Before RAG: The Knowledge Problem
Large language models encode knowledge in their parameters during pretraining, but this knowledge has a cutoff date, can be hallucinated with false confidence, and cannot be updated without expensive retraining. The RAG paper (arXiv:2005.11401) by Patrick Lewis and colleagues at Facebook AI Research (2020) introduced a cleaner solution: separate knowledge storage from the language model entirely.
The RAG Architecture
RAG combines two components:
-
Retriever: Given a query, find the most relevant documents from a large corpus using dense vector search. The paper uses Dense Passage Retrieval (DPR), which encodes queries and passages with separate BERT models and finds nearest neighbors in embedding space.
-
Generator: Given the query and the retrieved documents, generate the answer. The paper uses BART, a sequence-to-sequence Transformer, which conditions its generation on both the query and the evidence passages.
The retriever and generator are trained jointly end-to-end, with the retrieval probabilities marginalized over in the loss function.
RAG-Sequence vs RAG-Token
The paper introduces two variants:
RAG-Sequence retrieves a single set of documents per query, then generates the complete answer conditioned on those documents. This is conceptually simpler and works well for most QA tasks.

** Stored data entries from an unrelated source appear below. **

PR #255, opened 2025-06-02
INTERVAL support, date pseudo literals TIMESTAMP and TIME literals.

kchasapis:
The interval was not allowed to be a column data type. With this patch we add this support.

We add support for the pseudo literals
CURRENT_TIME, CURRENT_TIMESTAMP, CURRENT_DATE.

Also, we add support for TIMESTAMP and TIME literals. The user can now explicitly set the type of the string value it follows with TIMESTAMP 'value' and TIME 'value.

DATE was already supported.


src/sql/CreateStatement.h
```diff
@@ -61,6 +61,7 @@ struct ColumnDefinition : TableElement {
   ColumnType type;
   bool nullable;
   std::vector<ReferencesSpecification*>* references;
+  Expr* defaultValue{nullptr};
```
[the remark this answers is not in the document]
kchasapis: @dey4ss I have deleted it.

src/sql/Expr.h
```diff
@@ -21,6 +21,11 @@ enum ExprType {
   kExprLiteralNull,
   kExprLiteralDate,
   kExprLiteralInterval,
+  kExprLiteralTimestamp,
+  kExprLiteralTime,
+  kExprCurrentTimestamp,
+  kExprCurrentDate,
+  kExprCurrentTime,
```
dey4ss, line 28: We discussed this internally and we prefer to have only an expression type per date/time/timestamp, not for the "current" version of the literal. Instead, please add a (boolean) flag to the `Expr` struct indicating whether the literal has the special "current" value.

Mini: The expression types are not really ordered by name. Could you bring them in the order date, time, timestamp, interval?

src/sql/Expr.h
```diff
@@ -188,8 +193,18 @@ struct Expr {
...
+
+  static Expr* makeTimeLiteral(char* val);
+
   static Expr* makeIntervalLiteral(int64_t duration, DatetimeField unit);
 
+  static Expr* makeCurrentTimestamp();
+
+  static Expr* makeCurrentDate();
+
+  static Expr* makeCurrentTime();
```
dey4ss, line 206: Please see my previous comment. The "current" versions of these functions are not required when we always pass a `char*`. If the pointer is a nullptr, we could automatically set the flag to mark the "current" literal version.

test/queries/queries-good.sql
```diff
@@ -1,4 +1,4 @@
-# This file contains a list of strings that are NOT valid SQL queries.
+# This file contains a list of strings that are valid SQL queries.
```
dey4ss, line 1: Nice catch!

src/parser/bison_parser.y
```diff
@@ -1176,19 +1188,22 @@ interval_literal : INTVAL duration_field { $$ = Expr::makeIntervalLiteral($1, $2
   free($2);
   $$ = Expr::makeIntervalLiteral(duration, $3);
 }
+| INTERVAL INTVAL datetime_field {
+  $$ = Expr::makeIntervalLiteral($2, $3);
+}
```
dey4ss, line 1193: Do you have a use case for this version? According to the SQL:2023 standard, only 
```
INTERVAL 'INTVAL' duration_field
```
would be valid (note the quotation marks). However, we supported some more versions according to Postgres. `INTERVAL INTVAL datetime_field` does not seem to work in Postgres (see [DB Fiddle](https://www.db-fiddle.com/f/bo7ZGJ9McxSjUESbWUfn58/0), statements in comments raise errors).

src/parser/bison_parser.y
```diff
@@ -1214,6 +1229,12 @@ param_expr : '?' {
   yyloc.param_list.push_back($$);
 };
 
+current_timestamp : CURRENT_TIMESTAMP { $$ = Expr::makeCurrentTimestamp(); };
+
+current_date : CURRENT_DATE { $$ = Expr::makeCurrentDate(); };
+
+current_time : CURRENT_TIME { $$ = Expr::makeCurrentTime(); };
```
dey4ss, line 1236: Can you please merge these with the regular versions? E.g., merge `current_timestamp` with `timestamp_literal` to the following:
```c++
timestamp_literal : TIMESTAMP STRING {
  $$ = Expr::makeTimestampLiteral($2);
}
| CURRENT_TIMESTAMP {
  $$ = Expr::makeTimestampLiteral(nullptr);
};
```

src/parser/flex_lexer.l
```diff
@@ -229,6 +229,9 @@ YEARS       TOKEN(YEARS)
 
 CURRENT[ \t\n]+ROW       TOKEN(CURRENT_ROW)
 CHARACTER[ \t\n]+VARYING TOKEN(CHARACTER_VARYING)
+CURRENT_TIMESTAMP        TOKEN(CURRENT_TIMESTAMP)
+CURRENT_DATE             TOKEN(CURRENT_DATE)
+CURRENT_TIME             TOKEN(CURRENT_TIME)
```
dey4ss, line 234: Can you please order lexicographically (date < time < timestamp)?

src/parser/bison_parser.y
```diff
@@ -265,6 +266,7 @@
 %type <expr>                   expr operand scalar_expr unary_expr binary_expr logic_expr exists_expr extract_expr cast_expr
 %type <expr>                   function_expr between_expr expr_alias param_expr
 %type <expr>                   column_name literal int_literal num_literal string_literal bool_literal date_literal interval_literal
+%type <expr>                   timestamp_literal time_literal current_timestamp current_date current_time
```
dey4ss, line 269: (see previous comment) Please remove the `current_` versions here.

src/sql/Expr.cpp
```diff
@@ -287,7 +314,8 @@ bool Expr::isType(ExprType exprType) const { return exprType == type; }
 
 bool Expr::isLiteral() const {
   return isType(kExprLiteralInt) || isType(kExprLiteralFloat) || isType(kExprLiteralString) || isType(kExprParameter) ||
-         isType(kExprLiteralNull) || isType(kExprLiteralDate) || isType(kExprLiteralInterval);
+         isType(kExprLiteralNull) || isType(kExprLiteralDate) || isType(kExprLiteralInterval) ||
+         isType(kExprLiteralTimestamp) || isType(kExprLiteralTime);
```
dey4ss, line 318: The "current" versions are missing here. However, we would suggest that they don't have own types anyways.

test/sql_tests.cpp
```diff
@@ -778,6 +778,219 @@ TEST(CastAsType) {
   ASSERT_EQ(stmt->selectList->front()->columnType.length, 8);
 }
 
+TEST(IntervalColumnTypeTest) {
+  auto result = SQLParserResult{};
+  SQLParser::parse(
+      "CREATE TABLE interval_table (c_interval INTERVAL )",
+      &result);
```
dey4ss, line 785: You can use `TEST_PARSE_SINGLE_SQL` here. This macro also asserts that the statement is valid and that it returns a single statement of the desired type and of the desired class.

test/sql_tests.cpp
```diff
@@ -778,6 +778,219 @@ TEST(CastAsType) {
...
+  ASSERT_EQ(stmt_year->values->at(0)->type, kExprLiteralInterval);
+  ASSERT_EQ(stmt_year->values->at(0)->ival, 1);
+  ASSERT_EQ(stmt_year->values->at(0)->datetimeField, kDatetimeYear);
+}
+
+TEST(CurrentDateTest) {
+  TEST_PARSE_SINGLE_SQL("SELECT * FROM students WHERE graduation_date = CURRENT_DATE;",
+                       kStmtSelect, SelectStatement, result, stmt);
+
+  ASSERT_TRUE(result.isValid());
```
dey4ss, line 817: pick here: `TEST_PARSE_SINGLE_SQL` already asserts this.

RAG-Token retrieves a fresh set of documents at each generation step, potentially switching knowledge sources mid-sequence. This is more flexible but computationally expensive.
Dense Passage Retrieval (DPR)
DPR encodes passages into a shared embedding space using BERT. At query time, the query is encoded and the k nearest passage embeddings are found using FAISS (Facebook's efficient similarity search library). This replaces BM25 sparse retrieval with learned dense representations that capture semantic similarity rather than just keyword overlap.

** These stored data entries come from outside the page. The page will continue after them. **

PR #256, opened 2025-07-28
CSV import options for DELIMITER, NULL, and QUOTE

Greenscreen23:
This branch implements more csv parsing options. The goal is that the following sql string is correctly parsed:
```
COPY "{}" FROM '{}' WITH (FORMAT CSV, DELIMITER '|', NULL '', QUOTE '"');
```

from transformers import RagTokenizer, RagRetriever, RagTokenForGeneration
tokenizer = RagTokenizer.from_pretrained("facebook/rag-token-nq")
retriever = RagRetriever.from_pretrained(
"facebook/rag-token-nq", index_name="exact", use_dummy_dataset=True
)
model = RagTokenForGeneration.from_pretrained(
"facebook/rag-token-nq", retriever=retriever
)
inputs = tokenizer("What is the capital of France?", return_tensors="pt")

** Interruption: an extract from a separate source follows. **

PR #258, opened 2025-08-10
Add some newlines at the end of files

tjeyy:
`-Wnewline-eof` is only available in Clang, so missing linebreaks at the end of files are not noticed here.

generated = model.generate(**inputs)
print(tokenizer.batch_decode(generated, skip_special_tokens=True))
Benchmark Results
On NaturalQuestions and TriviaQA open-domain QA benchmarks, RAG outperformed both pure parametric models (T5 with no retrieval) and pure retrieval models. It set state-of-the-art results on several knowledge-intensive tasks in 2020, demonstrating that combining retrieval with generation was more effective than scaling either component alone.
Evolution to Modern RAG Stacks
The original RAG paper used DPR + BART. Modern stacks replace these with:
- Retriever: OpenAI/Cohere/local embedding models + Pinecone/Weaviate/Chroma vector databases
- Generator: GPT-4, Claude, Llama
- Frameworks: LangChain, LlamaIndex
The core insight — ground generation in retrieved evidence — remains unchanged.